WORK REQUIRED
After finding the line that includes "I filled it" in the records below, transcribe it and each line after it through the last, exactly, and add nothing.
::: EXERCISE MATERIAL
PR #1435, opened 2017-10-18
Support single value for attribute list in doc.to_array

ramananbalakrishnan:
## Description
- Updates `Doc.to_array(attr_ids)` to accept a single value in `attr_ids`
- Partial fix for discussion in issue https://github.com/explosion/spaCy/issues/1410.

## Types of changes

## Checklist:

- [x] I have updated the documentation accordingly.

### DIFF
--- a/.github/contributors/ramananbalakrishnan.md
+++ b/.github/contributors/ramananbalakrishnan.md
@@ -1,0 +1,106 @@
+# spaCy contributor agreement
+
+This spaCy Contributor Agreement (**"SCA"**) is based on the
+[Oracle Contributor Agreement](http://www.oracle.com/technetwork/oca-405177.pdf).
+The SCA applies to any contribution that you make to any product or project
+managed by us (the **"project"**), and sets out the intellectual property rights
+you grant to us in the contributed materials. The term **"us"** shall mean
+[ExplosionAI UG (haftungsbeschränkt)](https://explosion.ai/legal). The term
+**"you"** shall mean the person or entity identified below.
+
+If you agree to be bound by these terms, fill in the information requested
+below and include the filled-in version with your first pull request, under the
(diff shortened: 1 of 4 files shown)


ramananbalakrishnan:
I am not a Cython expert, so could not get the `reshape` command working as-is. If there is a better to way to achieve the same result, do let me know.

Also, can I use directly use [`intify`](https://github.com/explosion/spaCy/blob/cd9378c8/spacy/attrs.pyx#L98) to map a string name ("LEMMA") in the input list to the attribute id (`spacy.attrs.lemma`) ?

ramananbalakrishnan:
I have ported the changes over to the `develop` branch as well, for merging into v2.  ( PR https://github.com/explosion/spaCy/pull/1440 )
I should be able to keep track of suggestions from either PR and fix across both branches.

honnibal:
Thanks for this! It will be merged in time for the new v2 release.

honnibal:
> Also, can I directly use intify_attrs to map a string name ("LEMMA") in the input list to the attribute id (spacy.attrs.lemma) ?

I *think* so. It's possible there's some quirks, but yes that's what we would want to be using.

ramananbalakrishnan:
Done. `to_array` now supports string names in `attr_ids`.
Updated tests and the v2 PR as well.

honnibal:
:tada:

Thanks for this! Made some small changes, especially changing use of `type` in the conditionals. This is a little bit like the weird equality checking stuff in Javascript --- it's best to avoid type-based checks in Python if possible, because the language makes it hard to make the logic fully correct. `hasattr` checks are ugly, but it's a bit easier to cover all the cases this way.

ramananbalakrishnan:
got it! looks much cleaner now.

Also, since you are directly returning `output.reshape()`, looks like the `output_1D` variable is redundant now.

PR #1461, opened 2017-10-25
💫 Add Language.disable_pipes(), to temporarily edit pipeline and update code examples

honnibal:
Often we want to work on some text with only part of the pipeline. This is especially common during training. To make this easier, this patch adds a method to the `Language` class that lets you remove pipes by name. The main use is as a context manager, but you can also use it as a method. See patch for examples.

### Types of changes

New feature

## Checklist

- [x] My changes don't require a change to the documentation, or if they do, I've added all required details.


ines:
Also started cleaning up the examples and somehow ended up pushing everything to this branch, since the training examples now all use `Language.disable_pipes()`.

So this branch now also includes new and updated examples for v2.0:
* updating the named entity recognizer
* training a new entity type
* training the parser
* training the tagger
* entity relation extraction
* navigating the parse tree and subtrees
* phrase matcher

Issue #1202, opened 2017-07-19
Version pin prevents numpy 1.13 usage


zhiruiwang:
I try to install spacy from conda-forge after upgrade my numpy to 1.13.1, while the conda force to downgrade my numpy to 1.12. I wonder whether the spacy support numpy 1.13, or will there be a plan for that?

honnibal:
Hi,

This is purely a problem with the version pin --- there's no *actual* incompatibility with numpy 1.13. All we need is a pull request to the conda forge repo with the version pin and SHA updated. If you have a minute, would you mind doing it? Otherwise I can do it, if it's unfamiliar.

Thanks for pointing this out!

zhiruiwang:
Hi,
I'm not familiar with how to pull request to conda forge. If you have time, please do so. 
Thank you!

zhiruiwang:
Still no one is doing this?

Erlemar:
The problem is still actual.It would be great if it is fixed.

marikgoldstein:
Not quite used to conda forge but happy to submit a PR.

This is the file in question, right? 
spacy-feedstock/recipe/meta.yaml

dataanalyst4lyfe:
I'm still seeing this issue as well.

ines:
Should be fixed in the new version, v2.0. We're currently waiting to get it built for conda (it's just taking a bit longer because of Travis errors and the OSX backlogs 😓). 

Once the version is up, could you try again? [See here](https://spacy.io/usage/v2) for details on what's new in v2.0. If there are still problems with conda install and the new version, feel free to reopen.

marikgoldstein:
Will do!

PR #1479, opened 2017-11-02
Require numpy>=1.12

IamJeffG:
`spacy.util.from_disk` fails below numpy 1.12, so require `numpy >= 1.12`.

## Description

Earlier versions of numpy are not set up to read a `Path`, as is passed from Spacy.

```
/usr/local/lib/python2.7/dist-packages/en_custom/__init__.pyc in load(**overrides)
---> 39     language = load_model_from_init_py(__file__, **overrides)
/usr/local/lib/python2.7/dist-packages/spacy/util.pyc in load_model_from_init_py(init_file, **overrides)
--> 167     return load_model_from_path(data_path, meta, **overrides)
/usr/local/lib/python2.7/dist-packages/spacy/util.pyc in load_model_from_path(model_path, meta, **overrides)
--> 150     return nlp.from_disk(model_path)
/usr/local/lib/python2.7/dist-packages/spacy/language.pyc in from_disk(self, path, disable)
--> 573         util.from_disk(path, deserializers, exclude)
/usr/local/lib/python2.7/dist-packages/spacy/util.pyc in from_disk(path, readers, exclude)
--> 497             reader(path / key)
/usr/local/lib/python2.7/dist-packages/spacy/language.pyc in <lambda>(p)
--> 560             ('vocab', lambda p: self.vocab.from_disk(p)),
vocab.pyx in spacy.vocab.Vocab.from_disk()
vectors.pyx in spacy.vectors.Vectors.from_disk()
/usr/local/lib/python2.7/dist-packages/spacy/util.pyc in from_disk(path, readers, exclude)
--> 497             reader(path / key)
vectors.pyx in spacy.vectors.Vectors.from_disk.load_keys()
/usr/local/lib/python2.7/dist-packages/numpy/lib/npyio.pyc in load(file, mmap_mode, allow_pickle, fix_imports, encoding)
--> 391         magic = fid.read(N)
AttributeError: 'PosixPath' object has no attribute 'read'
```

I can reproduce this (and the fix) on spacy 2alpha. I did not try it on spacy 1+.

One thing for reviewer to be aware of is: https://github.com/explosion/spaCy/issues/1202 — I don't want the now-tighter range of allowed versions to make for impossible dependency resolution in conda.  However that issue does make it sound like `numpy==1.12` is a totally valid solution for both my bug and for conda. 

### Types of changes

- `requirements.txt`
- `setup.py`

## Checklist

- [ ] My changes don't require a change to the documentation, or if they do, I've added all required details.

### DIFF
--- a/requirements.txt
+++ b/requirements.txt
@@ -1,6 +1,6 @@
 cython>=0.24,<0.27.0
 pathlib
-numpy>=1.7
+numpy>=1.12
 cymem>=1.30,<1.32
 preshed>=1.0.0,<2.0.0
 thinc>=6.9.0,<6.10.0
--- a/setup.py
+++ b/setup.py
@@ -191,7 +191,7 @@ def setup_package():
             ext_modules=ext_modules,
             scripts=['bin/spacy'],
             install_requires=[
-                'numpy>=1.7',
+                'numpy>=1.12',
                 'murmurhash>=0.28,<0.29',
                 'cymem>=1.30,<1.32',
                 'preshed>=1.0.0,<2.0.0',


IamJeffG:
PR to add my contributing agreement to `master` is  https://github.com/explosion/spaCy/pull/1481

honnibal:
Thanks! However looking at this I think it's better to say the problem is in our code: we'd rather avoid tightening the pin, and instead just make sure we pass string objects to numpy, instead of `pathlib.Path` objects.

honnibal:
Amongst other things I doubt `cupy` can be relied upon to take `Path` objects, so this would be broken on GPU. I think we should expect to pass string paths into other libraries.

PR #1511, opened 2017-11-08
Fix typo in message

danielhers:


ines:
Ah damn – well spotted! Thanks! 👍

PR #1524, opened 2017-11-09
Fix Doc mistake, showing visual of similarity when dissimilar

MathiasDesch:
## Description
* I just changed the condition on similarity to display similar icon when similarity is > 0.5
* I also fixed a broken link to SCA template that I saw when I filled it

### Types of change
Small bug fix


ines:
Thanks a lot – also for fixing that link in the contributing guide 👍

PR #1542, opened 2017-11-10
Fix typo. Add missing '='.

Wahib:


ines:
Ahh, well spotted – thanks! 👍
::::::
RESULT OF THIS TASK
* I also fixed a broken link to SCA template that I saw when I filled it

### Types of change
Small bug fix


ines:
Thanks a lot – also for fixing that link in the contributing guide 👍

PR #1542, opened 2017-11-10
Fix typo. Add missing '='.

Wahib:


ines:
Ahh, well spotted – thanks! 👍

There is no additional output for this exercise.